Но ведь то же самое в тех, кто сейчас прорывается к своим! И, наверное, в этом бессмертие воина, защищающего собственный народ?
Но я не дождался врага: наша атака захлебнулась, меня уносли с собой назад в пещеру и я снова со всеми.
А та пуля, моя последняя пуля, теперь в обойме другого.

ОДИН ПРОТИВ ВСЕХ
Кровь была повсюду, каждый камень пропитался ею, и стало уже все равно, когда тебя убьют: сейчас или завтра. Мы убивали, чтобы остаться в живых. Мы выдержали много сражений, но тот, кто уцелел, не был счастливее погибшего: он не знал, победит ли в следующей схватке.
Где-то далеко действует еще один отряд и там меня ждут. А это значит еще больше сражений и еще больше крови.
И хотя кровь — страшное наследие, но разве нам оставили какой-либо другой выбор?
Он сидел на замшелом камне. Костер уже догорел, унеся с собой тепло и свет, а он все помешивал шомполом остывающий пепел.
От всего отряда остались лишь двое. Он даже толком не знал этих людей; несколько дней назад столкнулся с ними у перевала, и его совсем не удивила просьба взять их с собой. Конечно, враг хитер и способен на любую подлость, но если я начну бояться наших, то разве не признаю этим свое поражение?
Они куда-то ушли, и он был уверен, что с ними появятся и «звери». Конец все равно близок и очень тяжело его ждать так долго. Ему хотелось хоть раз почувствовать страх перед последней в жизни схваткой. Может быть это принесет ему радость?
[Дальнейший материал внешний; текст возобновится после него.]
PR #85, opened 2026-04-30
Migrating to a fork for `asdcontrol`

Kasui92:
Since [the original repository has been archived](https://github.com/nikosdion/asdcontrol) and [won’t receive further updates](https://github.com/nikosdion/asdcontrol/commit/0ee8bd576d4e93513027d713e688988cb0d827ef) (for now), I collected some pending fixes along with [this contribution](https://github.com/omakasui/asdcontrol/pull/1) and moved them into a [fork](https://github.com/omakasui/asdcontrol), including a proper release to avoid pointing directly to commits.

This should also make things easier to manage.

### DIFF
--- a/pkgbuilds/edge/asdcontrol/.SRCINFO
+++ b/pkgbuilds/edge/asdcontrol/.SRCINFO
@@ -1,8 +1,8 @@
 pkgbase = asdcontrol
 	pkgdesc = Control brightness on Apple Displays connected via USB-C
-	pkgver = 0.23.0ee8bd5
+	pkgver = 0.6.0
 	pkgrel = 1
-	url = https://github.com/nikosdion/asdcontrol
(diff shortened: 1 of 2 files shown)


pkgbuilds/edge/asdcontrol/.SRCINFO
```diff
@@ -1,16 +1,16 @@
 pkgbase = asdcontrol
 	pkgdesc = Control brightness on Apple Displays connected via USB-C
-	pkgver = 0.23.0ee8bd5
+	pkgver = 0.6.0
```
dhh, line 4: This would mean the release is older than what we already have, and I don't think that'll work? 0.23 > 0.6.

Kasui92 (commented):
@dhh
I added epoch so it looks newer than the legacy version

Может радость в поражениях, в том, что ты уже не должен сражаться, проливать кровь и убивать всех на своем пути?
Но ему стало неприятно, что он так напрягся, услышав в тишине ночи далекое шуршание. Это могло быть все, что угодно, но даже сейчас, когда он сидел и ждал ощущения покорности судьбе, руки сами потянулись к оружию, а мозг моментально оценил боевую ситуацию.
Эти двое издали условленный звук, а ведь до сих пор враги не отваживались ночью подниматься в горы!
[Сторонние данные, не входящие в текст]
PR #90, opened 2026-05-06
linux-ptl: add SOF backports for Zenbook S14 UX5406AA audio

Pegorim:
## Summary

Adds two SOF SoundWire patches to `linux-ptl` to fix audio on the ASUS Zenbook S14 UX5406AA (Panther Lake / Core Ultra 9 386H, SSID 10431464). Following up on @dhh's comment in basecamp/omarchy#5557 — happy for you to take this as-is, rework, or use as a reference.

Да, это были враги, это были те двое, которые его предали.
Но если я их убью, с кем же тогда останусь?
Одиночество в борьбе с врагом — разве это не страшнее, чем два предателя?
«Мы привели пополнение!» — из темноты послышался крик и его стали окружать.
— Ах вы рискнули ночью подняться в горы? — он спокойно зашел за тот большой камень, который приготовили к падению еще когда в отряде было много сильных ребят. — И даже тащите пушки?
Но ощущение последней в жизни схватки все не приходило. Оно не пришло и тогда, когда выяснилось, что враг повсюду, даже там, где он никак не мог быть.
Он медленно продвигался к абсолютно недоступной снежной вершине, оставляя за собой трупы, и все крепче была уверенность, что впереди еще много сражений.
«Я остаюсь, чтобы драться!»
И было много новых сражений, которые он ведет по сей день.